Une posture de fermeté assumée

Cette prise de parole marque un tournant. Là où certains appelaient à la retenue diplomatique, le président congolais fait le choix d’un discours de rupture, estimant que la gravité de la situation impose de dire «la vérité sans détour». 
Pour ses partisans, cette fermeté est non seulement légitime, mais nécessaire face à des années de conflits, d’instabilité et de soupçons de collusion.

En s’attaquant frontalement à Joseph KABILA, Félix-Antoine TSHISEKEDI cherche également à redéfinir les lignes politiques internes, en opposant une nouvelle vision de souveraineté à ce qu’il décrit comme un système ancien compromis.

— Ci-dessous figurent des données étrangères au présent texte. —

PR #150, opened 2017-06-08
Fix filter missing border/pixel shift when running in iframe #131

### LINKED ISSUE #131: Pixel jump on filter buttons
In the iframe (frontend), the filter buttons jump when you open the detail view (by clicking on any notification).

Safari Version 10.1.1 
Mac OS 10.12.5

note bug

roundhill:
It's a bit tricky using media queries within `notifications-panel`, because when we run in the iframe, the document's width is different because it's limited to the width of the iframe.

This PR removes the media query we were using to show/hide the border to the left of the filter bar. It now shows properly in wide mode in both the iframe and calypso:

_iframe_
iframe

_calypso_
calypso

There is one drawback, when on the small screen view you will have the border to the left. But to my eyes it is so small and hardly noticeable so I think it's a worthy trade off:
screen shot 2017-06-08 at 4 19 39 pm

**To test**
Run the client in the iframe and calypso. There should be a border to the left of the filter bar. When opening a note, the border should change to white.

Fixes #131

### DIFF
--- a/src/boot/stylesheets/main.scss
+++ b/src/boot/stylesheets/main.scss
@@ -165,22 +165,17 @@ body {
     	background-color: $white;
     	color: $gray-text-min;
     	border-bottom: 1px solid lighten( $gray, 30 );
+        border-left: 1px solid $white;
     	text-align: center; // Center filter in IE 9
     	height: $filter-height;
     	box-sizing: border-box;
     	direction: ltr;
     	display: table; //fallback for browsers not supporting flexbox
-
-		@media only screen and (min-width: 661px) {
-			border-left: 1px solid $white;
-		}
     }
 
-	@media only screen and (min-width: 661px) {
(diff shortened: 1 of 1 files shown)


src/boot/stylesheets/main.scss
```diff
@@ -165,22 +165,17 @@ body {
     	background-color: $white;
     	color: $gray-text-min;
     	border-bottom: 1px solid lighten( $gray, 30 );
+        border-left: 1px solid $white;
```
dmsnell: extra space?

dmsnell:
pixel perfect!

src/boot/stylesheets/main.scss
roundhill: I think all of `main.scss` needs a reformat... or my editor config is messed up?

roundhill: Fixed it... kind of :) It matches the other lines around it at least.

PR #151, opened 2017-06-09
Run `main.scss` through Prettier with 4-spaced tabs.

kwight:


dmsnell:
Do we have separate settings for style files? I'd rather keep it all the same and just open up the pre-commit file to run over .scss files.

kwight:
Being handled in #152 .

PR #152, opened 2017-06-09
Prettify our stylesheets.

kwight:
Update Prettier to v1.4.0, to include prettifying our Sass stylesheets.

This keeps the existing `prettier` options the same; the affect on something like `main.scss` is everything being a space, with 4-space indents:

screen shot 2017-06-14 at 1 30 19 pm

Tested with `main.scss` and `status-bar.jsx`, no apparent regressions.


kwight:
Superceded by #159 .

PR #158, opened 2017-06-13
Fix responding to small screens when in iframe

roundhill:
There's a regression in the iframe version of `notificationsbeta` where notifications will not become full width on small screens. The fix was to not have a set width for the notes list until we reach a certain screen width.

Note: The spacing in `main.scss` hasn't been fixed up yet, so sorry for any weird spacing issues. See #152 

**To test**
* Run this branch on your sandbox: `./build-sandbox.sh -b -c fix/iframe-responsiveness`
* Open notifications on the front end of a sandboxed site
* Resize the browser window it should become full width at 480px or smaller.
* Also test the branch in calypso to ensure there aren't any regressions

### DIFF
--- a/src/boot/stylesheets/main.scss
+++ b/src/boot/stylesheets/main.scss
@@ -796,11 +796,11 @@ body {
 
 		.wpnc__note-list {
 			left: auto;
-			width: 400px;
+			width: 410px;
 		}
 
     	.wpnc__single-view {
-    		right: 400px;
+    		right: 410px;
     		left: 10px;
     		top: 0px;
     		bottom: 0px;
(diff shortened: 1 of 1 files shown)


src/boot/stylesheets/main.scss
```diff
@@ -327,17 +327,12 @@ body {
       flex-direction: column;
       top: 0;
     	right: 0;
-    	left: auto;
+    	left: 0;
```
gwwar: Minor, but perhaps we can align these with `top` and `bottom`

kwight:
Ran through testing instructions, looked at CSS, everything looks good to go for me 👍

roundhill:
Thanks @gwwar and @kwight!

PR #159, opened 2017-06-14
Commit to two spaces for indenting.

kwight:
Let's do it – let's commit the project to the Prettier default of two spaces for indenting (this PR relies on and includes #152). Let the reign of confusion be over.

Examples of `main.scss` and `status-bar.jsx`:

screen shot 2017-06-14 at 1 36 00 pm

screen shot 2017-06-14 at 1 37 39 pm

**Testing**
* Using this PR, run `./bin/prettify-file.sh "src/boot/stylesheets/main.scss"` (or any other stylesheet).
* Run `./bin/prettify-file.sh "src/templates/status-bar.jsx"` (or any other JSX file).
* Check that there are no visual regressions, and that indenting is done with two true spaces.

### DIFF
--- a/bin/prettify-file.sh
+++ b/bin/prettify-file.sh
@@ -12,4 +12,4 @@ if [ ! -f ./node_modules/.bin/prettier ]; then
 	exit 1
 fi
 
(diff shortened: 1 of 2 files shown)


kwight:
> is there a standard prettier config file we could store the options in?

Oh, I'm not sure; I'll look into that next.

Défendre la souveraineté nationale

Au-delà de la polémique, ce discours s’inscrit dans une stratégie plus large : celle de restaurer l’autorité de l’État et de réaffirmer l’indépendance de la République démocratique du Congo face aux pressions extérieures.

Dans un pays meurtri par des décennies de conflits armés et d’ingérences régionales, la dénonciation des “réseaux étrangers” devient un levier politique puissant pour mobiliser l’opinion publique et renforcer le sentiment national.

Entre vérité politique et tension diplomatique

Si cette sortie est saluée par une partie de la population comme un acte de courage politique, elle suscite aussi des inquiétudes quant à l’escalade verbale dans la région. Les relations déjà fragiles entre Kinshasa et Kigali pourraient en être davantage affectées.

Mais pour Félix-Antoine TSHISEKEDI, le choix semble clair : privilégier la transparence et la fermeté, quitte à bousculer les équilibres diplomatiques.

Une chose est certaine : cette déclaration marque un moment clé dans le discours politique congolais, où la question de la souveraineté n’est plus abordée à demi-mot, mais assumée avec force et frontalité.